Table 3-4. Operator Precedence

Operators

Associativity

[] . () (method call)

Left to right

! ~ ++ -- + (unary) – (unary) () (cast) new

Right to left

* / %

Left to right

+ -

Left to right

<< >> >>>

Left to right

< <= > >= instanceof

Left to right

== !=

Left to right

&

Left to right

^

Left to right

|

Left to right

&&

Left to right

||

Left to right

?:

Right to left

= += -= *= /= %= &= |= ^= <<= >>= >>>=

Right to left

表3-4展示了运算符的优先级。如果没有使用括号，运算符将按照表中显示的优先级进行运算。除了表中指明的右结合的运算符，同一级别的运算符自左向右运算。例如，&&和优先级高于||，表达式

a && b || c

means等于

(a && b) || c

Because += associates right to left, the expression

由于+=自右向左结合，表达式

a += b += c

means等于

a += (b += c)

That is, the value of b += c (which is the value of b after the addition) is added to a.

也就是b+=c的值（即第一次加法后b的值）再加到a上。

C++ NOTE C++注释

Unlike C or C++, Java does not have a comma operator. However, you can use a comma-separated list of expressions in the first and third slot of a for statement.

与C或C++不同，Java没有逗号运算符，但是你可以在一个for语句中的第一个和第三个位置使用一个逗号分隔的表达式。

C语言中的逗号运算符：

C语言中逗号“，”也是一种运算符，称为逗号运算符。 其功能是把两个表达式连接起来组成一个表达式， 称为逗号表达式。
其一般形式为： 表达式1，表达式2 其求值过程是分别求两个表达式的值，并以表达式2的值作为整个逗号表达式的值。
void main(){
int a=2,b=4,c=6,x,y;
y=(x=a+b),(b+c);
printf("y=%d,x=%d",y,x);
}
a<--2,b<--4,c<--6,x<--0,y<--0
x<--a+b,y<---b+c
本例中，y等于整个逗号表达式的值，也就是表达式2的值，x是第一个表达式的值。对于逗号表达式还要说明几点：
1.逗号表达式一般形式中的表达式1和表达式2 也可以又是逗号表达式。例如： 表达式1，(表达式2，表达式3) 形成了嵌套情形。因此可以把逗号表达式扩展为以下形式： 表达式1，表达式2，…表达式n 整个逗号表达式的值等于表达式n的值。
2.程序中使用逗号表达式，通常是要分别求逗号表达式内各表达式的值，并不一定要求整个逗号表达式的值。
3.并不是在所有出现逗号的地方都组成逗号表达式，如在变量说明中，函数参数表中逗号只是用作各变量之间的间隔符。
以上是摘抄来的 我本人觉得自己最常使用逗号运算符是在
for循环里
for (i = 0, j = 0; i < 3 && j < 3; i++, j+=2) {
printf("i = %d, j = %d",i,j);
}

Enumerated Types 枚举类型

Sometimes, a variable should only hold a restricted set of values. For example, you may sell clothes or pizza in four sizes: small, medium, large, and extra large.
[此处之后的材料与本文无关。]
PR #35, opened 2020-08-10
Add FAQ tooltip

shulijones:
Add a brief explanation of the site that appears when a user hovers over a ? button in the top right corner.

### DIFF
--- a/src/main/webapp/index.html
+++ b/src/main/webapp/index.html
@@ -29,9 +29,9 @@
              can mix and match between the lists to get answers to many 
              different questions. 
             <br><br>
-            The data you see comes from many different sources within the census.
+            The data you see comes from several sources within the census.
             Depending on your question, we choose the census data with the most 
-            information available. Most of our data comes from the annual 
+            information available. Most of our data come from the annual 
             American Community Survey; coming soon, if you ask about a year ending 
             in 0, you'll get information from the larger Decennial Survey instead.
           </p>
--- a/src/main/webapp/index.html
+++ b/src/main/webapp/index.html
@@ -24,7 +24,7 @@
       <h1>Census Viz
         <div class="tooltip">
           <i class="material-icons" id="faq">help_outline</i>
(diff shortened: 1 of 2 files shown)


src/main/webapp/index.html
```diff
@@ -20,7 +21,22 @@
 <body onload="registerServiceWorker(); createStateDropdownList();">
   <main>
     <div id="header">
-      <h1>Census Viz</h1>
+      <h1>Census Viz
+        <div class="tooltip">
+          <i class="material-icons" id="faq">help_outline</i>
```
nsri-google, line 26: Maybe add a one line summary of what censusviz is

src/main/webapp/index.html
```diff
@@ -20,7 +21,22 @@
...
+          <p class="tooltiptext">To use Census Viz, start typing in any box. The
```
nsri-google, line 27: maybe something like "select one of the available options from each drop down list and click the Green Go button. You can also start typing in any drop down to filter the options"

shulijones: That's a good suggestion, thank you. Done

src/main/webapp/index.html
shulijones: This is a good idea! I will discuss our "elevator pitch" with Kyra and Olivia and add in the best one-sentence summary we can come up with.

src/main/webapp/index.html
```diff
@@ -20,7 +21,22 @@
...
+            dropdown list will show you the options that are available. You
+            can mix and match between the lists to get answers to many
+            different questions. 
+            <br><br>
+            The data you see comes from several sources within the census.
+            Depending on your question, we choose the census data with the most
+            information available. Most of our data come from the annual
```
kyracq, line 34: most of our data comes

shulijones: Fixed, thanks

src/main/webapp/index.html
shulijones: Done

Of course, you could encode these sizes as integers 1, 2, 3, 4, or characters S, M, L, and X. But that is an error-prone setup. It is too easy for a variable to hold a wrong value (such as 0 or m).

有时候，一个变量需要仅保存一组有限值的集合。例如，你可能出售四种尺寸的衣服或者匹萨：小号、中号、大号和特大号。当然，你可以给这四种型号编号为1，2，3，4或者S,M,L,X。但这是一个具有错误倾向的设置。变量很可能会承载一个错误的值（比如0或者m）。

Starting with JDK 5.0, you can define your own enumerated type whenever such a situation arises. An enumerated type has a finite number of named values. For example,

从JDK5.0开始，你可以在遇到这种情况时定义自己的枚举类型。一个枚举类型具有有限个数的命名变量。例如：

enum Size { SMALL, MEDIUM, LARGE, EXTRA_LARGE };

Now you can declare variables of this type:

现在，你可以定义这种类型的变量：

Size s = Size.MEDIUM;

A variable of type Size can hold only one of the values listed in the type declaration or the special value null that indicates that the variable is not set to any value at all.

一个Size类型的变量只能承载Size类型中声明的一个值，或者承载一个特殊值null来表示这个变量没有被设置任何值。

We discuss enumerated types in greater detail in Chapter 5.

我们将在第五章更详细的讨论枚举类型。